Dataset entries
PR #2591, opened 2026-04-20
Enable FHIR extensions in FHIRPath Lab API context

### LINKED ISSUE #2590: Enable FHIR extensions support in FHIRPath Lab API
The FHIRPath Lab API constructs its `PathlingContext` without enabling extensions support, which means FHIRPath expressions that traverse the `extension` element on FHIR resources return empty collections.

This limits the usefulness of the API for evaluating expressions against real-world FHIR resources, particularly those conforming to implementation guides such as AU Base or US Core, where extensions are heavily used.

## Task details
The required result is an identical copy of the records above.

## Problem solution
PR #2591, opened 2026-04-20
Enable FHIR extensions in FHIRPath Lab API context

### LINKED ISSUE #2590: Enable FHIR extensions support in FHIRPath Lab API
The FHIRPath Lab API constructs its `PathlingContext` without enabling extensions support, which means FHIRPath expressions that traverse the `extension` element on FHIR resources return empty collections.

This limits the usefulness of the API for evaluating expressions against real-world FHIR resources, particularly those conforming to implementation guides such as AU Base or US Core, where extensions are heavily used.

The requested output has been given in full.